You may have to rethink your requirements. Perhaps save the BLOB internally, and issue a shorter token (maybe 10 chars, maybe a guid) that is a key to the actual BLOB.
Data compression may be a possiblity to check out, but you can't just compress a 40-byte message to 6 bytes (for example).
If the space of possible strings/types is limited, map them to a list (information coding).
I don't know of anything better than base-64 if you actually have to pass the value around and if users have to type it in.
If you have a central data store they can all access, you could just give them the ID of the row where you saved it. This of course depends on how "secret" this data needs to be.
But I suspect that if you're trying to use this for activation, you need them to have an actual value.
How will the string be passed? Can you expect users to perhaps just copy/paste?

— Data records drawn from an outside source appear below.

PR #2594, opened 2021-11-04
[2] fix(1500): Add functional test about artifacts

sugarnaoming:
## Context
With the reimplementation of SD_ZIP_ARTIFACTS, we will add a functional test for artifacts.

## Objective
Add a scenario when SD_ZIP_ARTIFACTS is disabled and enabled

## References
#1500
https://github.com/screwdriver-cd-test/functional-artifacts/pull/1

## License

### DIFF
--- a/features/artifacts.feature
+++ b/features/artifacts.feature
@@ -24,6 +24,6 @@ Feature: Artifacts
     Scenario: Verify that the artifacts have been saved with zipping enabled.
         And "calvin" is logged in
         When the "zipped" job is started
-        Then an event is createdq
+        Then an event is created
         And the "zipped" build succeeds
         And artifacts were found in the build
--- a/features/artifacts.feature
+++ b/features/artifacts.feature
@@ -26,4 +26,4 @@ Feature: Artifacts
         When the "ziped" job is started
         Then an event is created
         And the "ziped" build succeeds
-        And artifacts were found in the build with the same event ID as the successful main job
+        And artifacts were found in the build with the same event ID as the successful ziped job
--- a/features/artifacts.feature
+++ b/features/artifacts.feature
@@ -1,0 +1,29 @@
+@artifacts
+Feature: Artifacts
+
+    Screwdriver allows you to view and download the artifacts generated during the build process at a later time.
+    Enabling zip compression when saving your artifacts may speed up the build.
+
+    Rules:
+    -　The user must be able to select and review all or some of the artifacts generated during the build
+
+    Background:
+        Given an existing pipeline with the workflow:
+            | job | triggers |
+            | main | ~commit |
+            | ziped | ~commit |
+        And "calvin" has admin permission to the pipeline
+
+    Scenario: Verify that artifacts have been saved
+        And "calvin" is logged in
+        When the "main" job is started
+        Then an event is created
+        And the "main" build succeeds
+        And artifacts were found in the build with the same event ID as the successful main job
+
+    Scenario: Verify that the artifacts have been saved with ziping enabled.
+        And "calvin" is logged in
+        When the "ziped" job is started
+        Then an event is created
+        And the "ziped" build succeeds
+        And artifacts were found in the build with the same event ID as the successful main job
--- a/features/artifacts.feature
+++ b/features/artifacts.feature
@@ -19,11 +19,11 @@ Feature: Artifacts
         When the "main" job is started
         Then an event is created
         And the "main" build succeeds
-        And Found artifacts in the "main" job that were successfully build
+        And artifacts were found in the build
 
     Scenario: Verify that the artifacts have been saved with zipping enabled.
         And "calvin" is logged in
         When the "zipped" job is started
         Then an event is createdq
         And the "zipped" build succeeds
-        And Found artifacts in the "zipped" job that were successfully build
+        And artifacts were found in the build
--- a/features/artifacts.feature
+++ b/features/artifacts.feature
@@ -11,7 +11,7 @@ Feature: Artifacts
         Given an existing pipeline with the workflow:
             | job | triggers |
             | main | ~commit |
-            | ziped | ~commit |
+            | zipped | ~commit |
         And "calvin" has admin permission to the pipeline
 
     Scenario: Verify that artifacts have been saved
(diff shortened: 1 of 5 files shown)


sugarnaoming:
The results of the lint run locally do not match the results of the lint run in the main job at all.
It shows that I need to add parentheses if I run it locally. And I believe the local point is correct.
image
In addition to the parentheses problem, there was also a contradiction between the ESLint and prettier settings for `trailingComma` . This is temporarily fixed by adding `.prettierrc.yaml` and setting the `trailingComma: none`.

These lint issues are not part of this PR, so I won't fix them here.

features/artifacts.feature
```diff
@@ -0,0 +1,29 @@
...
+    Enabling zip compression when saving your artifacts may speed up the build.
+
+    Rules:
+    -　The user must be able to select and review all or some of the artifacts generated during the build
+
+    Background:
+        Given an existing pipeline with the workflow:
+            | job | triggers |
+            | main | ~commit |
+            | ziped | ~commit |
```
s-yoshika, line 14: zipped?

features/artifacts.feature
```diff
@@ -0,0 +1,29 @@
...
+        And "calvin" has admin permission to the pipeline
+
+    Scenario: Verify that artifacts have been saved
+        And "calvin" is logged in
+        When the "main" job is started
+        Then an event is created
+        And the "main" build succeeds
+        And artifacts were found in the build with the same event ID as the successful main job
+
+    Scenario: Verify that the artifacts have been saved with ziping enabled.
```
s-yoshika, line 24: zipping?

features/artifacts.feature
```diff
@@ -0,0 +1,29 @@
...
+        And "calvin" is logged in
+        When the "ziped" job is started
+        Then an event is created
+        And the "ziped" build succeeds
+        And artifacts were found in the build with the same event ID as the successful main job
```
s-yoshika, line 29: Is it `ziped` job instead of `main` job?
```suggestion
        And artifacts were found in the build with the same event ID as the successful ziped job
```

features/step_definitions/artifacts.js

Maybe some time spent on clearing up superfluous line breaks that come from an email reader or even your "Copy from here" and "Copy to here" lines might bear more fruit!
Can the characters in your string have non-printable chars? If so, you don't need to base64-encode the bytes, you can simply create the string from them (saved 33%)
string str = new string(byteArray.Cast<char>().ToArray());
Also, are the values in the byte array restricted somehow? If they fall into a certain range (i.e., not all of the 256 possible values), you can consider stuffing two of each in each character of the string.
If you really have 37 bytes of non-redundant information, then you are out of luck. Compression may help in some cases, but if this is an activation key, I would recommend having keys of same length (and compression will not enforce this).
If this code is going to be passed over e-mail, then I see no problem in having an even larger key. Another option might be to insert hyphens every 5-or-so characters, to break it into smaller chunks (e.g. XXXXX-XXXXX-XXXXX-XXXXX-XXXXX).
Use a 160bit hash and hope no collisions? It would be much shorter. If you can use a look-up table, just use a 128 or even 64bit incremental value. Much much shorter than your 37 chars.